Keeping employees in the workforce is a responsibility that often times falls to their managers. Erica Salmon Byrne, chair of the Denver-based network of 300 companies, Ethisphere Institute’s Business Ethics Leadership Alliance, says, “The manager is the linchpin of a fair and equitable workplace – they really set the tone…In all of our data, the vast majority of employees (67%) who have a concern – if they raised it – they raised it with their manager.”
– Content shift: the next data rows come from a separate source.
PR #16665, opened 2025-03-26
infra: Enabling Spot-Bug in CircleCI

AmitKumarDeoghoria:
Earlier Disabled : https://github.com/checkstyle/checkstyle/pull/14863
Due to SpotBug Issue Mentioned in :https://github.com/spotbugs/spotbugs-maven-plugin/issues/806

Local Results on : mvn clean test-compile spotbugs
Screenshot 2025-03-27 at 1 16 18 AM

### Most of the Bugs Flagged by SpotBugs are False Positives 
**For Example Lets Take This High-Confidence Error Flagges by SpotBug :**
Screenshot 2025-04-01 at 11 29 13 PM
**This is the part of the code where Error is Flagged :**  
Screenshot 2025-04-01 at 11 30 30 PM
## What is the Error?
Ans:The error RCN_REDUNDANT_NULLCHECK_WOULD_HAVE_BEEN_A_NPE occurs because Spotbugs detects a redundant null check on a variable (stream in your code) that is guaranteed to be non-null due to prior dereferencing. In this case, this is likely a false positive caused by Spotbugs analyzing the bytecode generated for the try-with-resources block.
## What’s happening:

-Files.find(...) returns a Stream<Path>, which will never be null (it throws IOException on failure).
-The try-with-resources block auto-closes the stream, and the generated bytecode includes an implicit if (stream != null) check to avoid closing a null resource. Spotbugs flags this as redundant because stream cannot logically be null here.

## Why it’s a false positive:
The redundant check is in the bytecode (generated by try-with-resources), not our source code. Spotbugs is technically correct but overly strict here.

### Solution
- We have added all the false positives in the SpotBug-Exclusion List for now
- We can hope that with newer version of spotbug and sb-contrib have less false positives.
- we can Increase the threshold in config for spotbug from Low to Medium or High , In order to have less stricter checks.
`<threshold>Medium</threshold>`  [ But in this case we might miss out on some small actual bugs but the flase positives will be drastically reduced]

### DIFF
--- a/.circleci/config.yml
+++ b/.circleci/config.yml
@@ -197,11 +197,12 @@ workflows:
           name: "checkstyle-and-sevntu"
           image-name: *cs_img
           command: "./.ci/validation.sh checkstyle-and-sevntu"
-      # until https://github.com/spotbugs/spotbugs-maven-plugin/issues/806
-      # - validate-with-maven-script:
-      #    name: "spotbugs-and-pmd"
-      #    image-name: *cs_img
-      #    command: "./.ci/validation.sh spotbugs-and-pmd"
+      # https://github.com/spotbugs/spotbugs-maven-plugin/issues/806 explains
+      # why we need execution of spotbugs without any other maven plugins which can change binaries
+      - validate-with-maven-script:
+          name: "spotbugs-and-pmd"
+          image-name: *cs_img
+          command: "./.ci/validation.sh spotbugs-and-pmd"
       - validate-with-maven-script:
           name: "site"
           image-name: *cs_img
--- a/config/spotbugs-exclude.xml
+++ b/config/spotbugs-exclude.xml
@@ -325,4 +325,83 @@
     <Method name="matchesAtFrontNoRegex"/>
     <Bug pattern="BAS_BLOATED_ASSIGNMENT_SCOPE"/>
   </Match>
+
+  <!-- Suppress PRMC_POSSIBLY_REDUNDANT_METHOD_CALLS -->
+  <!-- until https://github.com/checkstyle/checkstyle/issues/16979 -->
+  <Match>
+    <Class name="com.puppycrawl.tools.checkstyle.utils.JavadocUtil" />
+    <Bug pattern="PRMC_POSSIBLY_REDUNDANT_METHOD_CALLS" />
+  </Match>
+  <Match>
+    <Class name="com.puppycrawl.tools.checkstyle.DetailNodeTreeStringPrinter" />
+    <Bug pattern="PRMC_POSSIBLY_REDUNDANT_METHOD_CALLS" />
+  </Match>
+  <Match>
+    <Class name="com.puppycrawl.tools.checkstyle.JavaAstVisitor" />
+    <Bug pattern="PRMC_POSSIBLY_REDUNDANT_METHOD_CALLS" />
+  </Match>
+  <Match>
+    <Class name="com.puppycrawl.tools.checkstyle.JavaAstVisitor$DetailAstPair" />
+    <Bug pattern="PRMC_POSSIBLY_REDUNDANT_METHOD_CALLS" />
+  </Match>
+  <Match>
+    <Class name="com.puppycrawl.tools.checkstyle.checks.indentation.BlockParentHandler" />
+    <Bug pattern="PRMC_POSSIBLY_REDUNDANT_METHOD_CALLS" />
+  </Match>
+  <Match>
+    <Class name="com.puppycrawl.tools.checkstyle.checks.javadoc.AbstractJavadocCheck" />
+    <Bug pattern="PRMC_POSSIBLY_REDUNDANT_METHOD_CALLS" />
+  </Match>
+  <Match>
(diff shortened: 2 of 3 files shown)


AmitKumarDeoghoria:
@romani  can you review please. CI error is unrelated to the changes.

AmitKumarDeoghoria:
@romani  Ping.

config/spotbugs-exclude.xml
```diff
@@ -335,4 +335,78 @@
     <Class name="com.puppycrawl.tools.checkstyle.checks.sizes.RecordComponentNumberCheck"/>
     <Bug pattern="AT_STALE_THREAD_WRITE_OF_PRIMITIVE"/>
   </Match>
+    <!-- New Suppressions -->
```
romani, line 338: I am confused , why this violations appears?
It should be same as execution of `mvn clean verify `

romani (approved):
Issue is closed, and about code covera

Items

config/spotbugs-exclude.xml
AmitKumarDeoghoria: Hey @romani I suspect the difference arises because mvn verify runs later build phases that optimize/modify bytecode , while mvn test-compile spotbugs:check analyzes raw, unprocessed bytecode, exposing  violations(e.g., redundant null checks) may be due to incomplete plugin/annotation processing.

AmitKumarDeoghoria: Also I have referenced the Issue correctly now.

romani: ok, please analyze if this suppressins should stay forever, or we need to fix them in followup PRs.

AmitKumarDeoghoria: No need of fixing. I analyzed some of the High Confidence Checks done by SpotBug, Most of them are false positives. I will give a example in Description  to clarify why this is happening.

romani: please analyze all of them, if there is already defect, find link to it and place comment `<!-- until .... -->`
if issue not existing, please create and place same "until" comment.

please create issue on spotbugs plugin to get to know why validation by `mvn clean verify` is different from `mvn spotbugs:check`

romani:
please change commit message to have prefix "infra:" , we reference issues in prefix only to our issue, not others, you can put link to spotbugs  in commit message after prefix.
please do, to fix CI

romani (changes requested):
see above.

config/spotbugs-exclude.xml
romani: Ok, we need to slice and dice current suppressions by :
- Suppression until spotbug issue is fixed 
- point to improve in checkstyle codebase, separate issue.

We need enablement to be merged quicker to prevent new leaks of violations.

.circleci/config.yml
```diff
@@ -197,11 +197,10 @@ workflows:
           name: "checkstyle-and-sevntu"
           image-name: *cs_img
           command: "./.ci/validation.sh checkstyle-and-sevntu"
-      # until https://github.com/spotbugs/spotbugs-maven-plugin/issues/806
-      # - validate-with-maven-script:
-      #    name: "spotbugs-and-pmd"
-      #    image-name: *cs_img
-      #    command: "./.ci/validation.sh spotbugs-and-pmd"
+      - validate-with-maven-script:
```
romani, line 200: Please add comment above this job `https://github.com/spotbugs/spotbugs-maven-plugin/issues/806 explains why we need execution of spotbug without any other maven plugins which can change binaries `

romani (changes requested):
Items

config/spotbugs-exclude.xml
```diff
@@ -325,4 +325,92 @@
...
+    <Class name="com.puppycrawl.tools.checkstyle.checks.javadoc.AbstractJavadocCheck" />
+    <Bug pattern="PRMC_POSSIBLY_REDUNDANT_METHOD_CALLS" />
+  </Match>
+  <Match>
+    <Class name="com.puppycrawl.tools.checkstyle.meta.XmlMetaWriter" />
+    <Bug pattern="PRMC_POSSIBLY_REDUNDANT_METHOD_CALLS" />
+  </Match>
+
+  <!-- Suppress AFBR_ABNORMAL_FINALLY_BLOCK_RETURN -->
+  <!-- until https://github.com/spotbugs/spotbugs-maven-plugin/issues/806 -->
```
romani, line 371: Please create new issue on checkstyle to fix all such violations.
Suppression file should have links to checkstyle issue until which suppression stays.
It will be separate activities to resolve them.

config/spotbugs-exclude.xml
romani: Please remove `<!-- New Suppressions -->` line, it has no value

romani (changes requested):
Last two items

romani:
please recheck suppressions, 
https://github.com/checkstyle/checkstyle/issues/16882

some already fixed.

config/spotbugs-exclude.xml
AmitKumarDeoghoria: Done

romani (approved):
Ok to merge.
Thanks a lot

“This is especially true during the pandemic because the solutions human resources offers don’t always work for every employee, Schuyler said. For instance, during the pandemic, employees at PricewaterhouseCoopers who are struggling have the option of taking extra time off, going on a sabbatical, or working a reduced schedule, but those solutions aren’t the answer for every employee.” Schuler continues to share the effects this has on black women in particular, “Black women are often the breadwinners of their families, so to say, ‘Your option is to go on a sabbatical or go to 60% time with 60%  pay’ doesn’t fill the gap and doesn’t help.”

She adds, “Managers are in the best position to have meaningful conversations with their employees about what solutions would work and then go back to senior leadership and say: ‘This policy is great, but what I’m really hearing is people need to have something different.’ Managers are also in the best position to understand how to implement HR policies to meet the needs of individual employees.”
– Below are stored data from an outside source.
PR #16668, opened 2025-03-27
Issue #14019: Covered pitest survival in DetailNodeTreeStringPrinter

Atharv3221:
Issue: #14019

Solved Pitest Survivals:

```
 <mutation unstable="false">
    <sourceFile>DetailNodeTreeStringPrinter.java</sourceFile>
    <mutatedClass>com.puppycrawl.tools.checkstyle.DetailNodeTreeStringPrinter</mutatedClass>
    <mutatedMethod>parseFile</mutatedMethod>
    <description>removed call to java/nio/charset/Charset::name</description>
    <lineContent>System.getProperty(&quot;file.encoding&quot;, StandardCharsets.UTF_8.name()));</lineContent>
  </mutation>
```

```
**Explanation:**

final FileText text = new FileText(file.getAbsoluteFile(),
            System.getProperty("file.encoding", StandardCharsets.UTF_8.name()));
Here,   StandardCharsets.UTF_8.name() always returns "UTF-8" and that doesn't depend on anything,
   
```

Diff Regression config: https://github.com/Atharv3221/checkstyle/blob/master/src/main/java/com/puppycrawl/tools/checkstyle/DetailNodeTreeStringPrinter.java
Diff Regression patch config: https://github.com/Atharv3221/checkstyle/blob/pitestSolving/src/main/java/com/puppycrawl/tools/checkstyle/DetailNodeTreeStringPrinter.java
New module config: https://github.com/Atharv3221/checkstyle/blob/master/src/main/java/com/puppycrawl/tools/checkstyle/DetailNodeTreeStringPrinter.java
Diff Regression Projects:
https://raw.githubusercontent.com/checkstyle/contribution/master/checkstyle-tester/projects-to-test-on.properties
GitHub, generate report

### DIFF
--- a/src/main/java/com/puppycrawl/tools/checkstyle/DetailNodeTreeStringPrinter.java
+++ b/src/main/java/com/puppycrawl/tools/checkstyle/DetailNodeTreeStringPrinter.java
@@ -162,6 +162,21 @@ public final class DetailNodeTreeStringPrinter {
     }
 
     /**
+     * Retrieves the file encoding from system properties.
+     * If the provided encoding is blank, an exception is thrown.
+     *
+     * @param encode the encoding to use as a fallback if not found in system properties.
+     * @return the file encoding from system properties, or the provided fallback encoding.
+     * @throws IllegalStateException if the provided encoding is blank.
+     */
+    private static String getFileEncoding(String encode) {
+        if (encode.isBlank()) {
+            throw new IllegalStateException("Encode should not be blank");
+        }
+        return System.getProperty("file.encoding", encode);
+    }
+
+    /**
      * Parse a file and return the parse tree.
      *
      * @param file the file to parse.
@@ -170,7 +185,7 @@ public final class DetailNodeTreeStringPrinter {
      */
     private static DetailNode parseFile(File file) throws IOException {
         final FileText text = new FileText(file.getAbsoluteFile(),
-            System.getProperty("file.encoding", StandardCharsets.UTF_8.name()));
+            getFileEncoding(StandardCharsets.UTF_8.name()));
         return parseJavadocAsDetailNode(text.getFullText().toString());
     }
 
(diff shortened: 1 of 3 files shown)


src/main/java/com/puppycrawl/tools/checkstyle/DetailNodeTreeStringPrinter.java
```diff
@@ -170,7 +169,7 @@ private static String getIndentation(DetailNode node) {
      */
     private static DetailNode parseFile(File file) throws IOException {
         final FileText text = new FileText(file.getAbsoluteFile(),
-            System.getProperty("file.encoding", StandardCharsets.UTF_8.name()));
+                 System.getProperty("file.encoding", "UTF-8"));
```
romani, line 172: Can we just remove `.name()`

romani (changes requested):
Items

src/main/java/com/puppycrawl/tools/checkstyle/DetailNodeTreeStringPrinter.java
Atharv3221: Only removing .name(), doesn't work, as StandardCharsets.UTF_8 will return a value of type Charset but we need String, which is done by .name() even if we used String.valueOf(), it will create another surviving mutation. We will have same number of surviving mutations as before.

I converted StandardCharsets.UTF_8.name() to "UTF-8" because StandardCharsets.UTF_8 will always return same thing and .name() will always return "UTF-8"

Atharv3221: Is this approach worng should i try something else ??

romani: We should find a way to use java constant, not a string.

Atharv3221: In FileText( , ) 2nd argument is taken as a String but inside the FileText class its value is again convert to Charset, so is it necessary to pass Charset by converting it to a string and then again converting it to Charset from string ? Can't FileText( , ) simply take Charset ?

Atharv3221:
final FileText text = new FileText(file.getAbsoluteFile(), 
              StandardCharsets.UTF_8.name());

This works but we need to use System variable too right ??

romani:
Yes, we need, system variable usage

Discussing Challenges with Employees

In an attempt to facilitate these important conversations, PricewaterhouseCoopers and other companies are offering managers talking points to create a dialogue with their employees – asking them about their situations, the issues they face, and how they – as managers – can support them. “For example, a manager can say ‘Help me to understand what I can help you with, and I’ll make sure this doesn’t derail your career,’” suggests Schuyler. 

Christy Kenny, Director of HR Client Relations and Talent Management at Public Service Enterprise Group, a publicly-traded energy company in Newark, N.J. says, “Often general questions such as, ‘How are you doing?’ don’t get at the heart of the problem…But if you ask an employee what’s working and what’s not working in terms of their schedule, you start to get at the answer.”

Public Service Enterprise Group suggests that their managers ask employees more direct questions:

  • Are you getting the support you need from your peers? Is there anything we can be doing differently as a team?
  • Are you encountering new barriers in your work? What can we do to ensure your success?
  • How is your work schedule going? Is there anything you need to adjust so that the schedule is sustainable going forward?
  • What gets in the way of doing your job?
  • What is the most frustrating barrier?
  • How can I help remove barriers?
  • What resources do you need to make things easier for you to do your work?

Accommodating Your Employees

Asking the kinds of questions listed above had a big impact on Public Service Enterprise Group. Kenny says, “From these conversations between managers and employees, Public Service Enterprise Group decided to expand its definition of flexible work hours.” She continues, “In the past, flexible work hours meant starting just an hour early or an hour late, but now it’s about customizing the workday to meet the specific circumstances of each employee…For instance, a flexible workday might mean allowing an employee to start work at 6 a.m. so she isn’t working while her children are doing remote learning.”

Additional solutions that managers might consider could include allowing the first few hours of each day to be “meeting-free” for working parents so they can dedicate that time to preparation or providing a specific time frame where they are not expected to be in any virtual meetings.  Michael Matthews, Chief Diversity, Inclusion, and Corporate Responsibility Officer at Synchrony, a consumer financial services company in Stamford, Connecticut says, “It’s incumbent on managers to create and foster environments where employees can come to work as their authentic selves.” He adds, “Does a single mom have to explain away some of her challenges or, as a manager, do you partner with employees to look for solutions? Are you more understanding about interruptions, start and end times, and are you looking for ways to accommodate their needs?”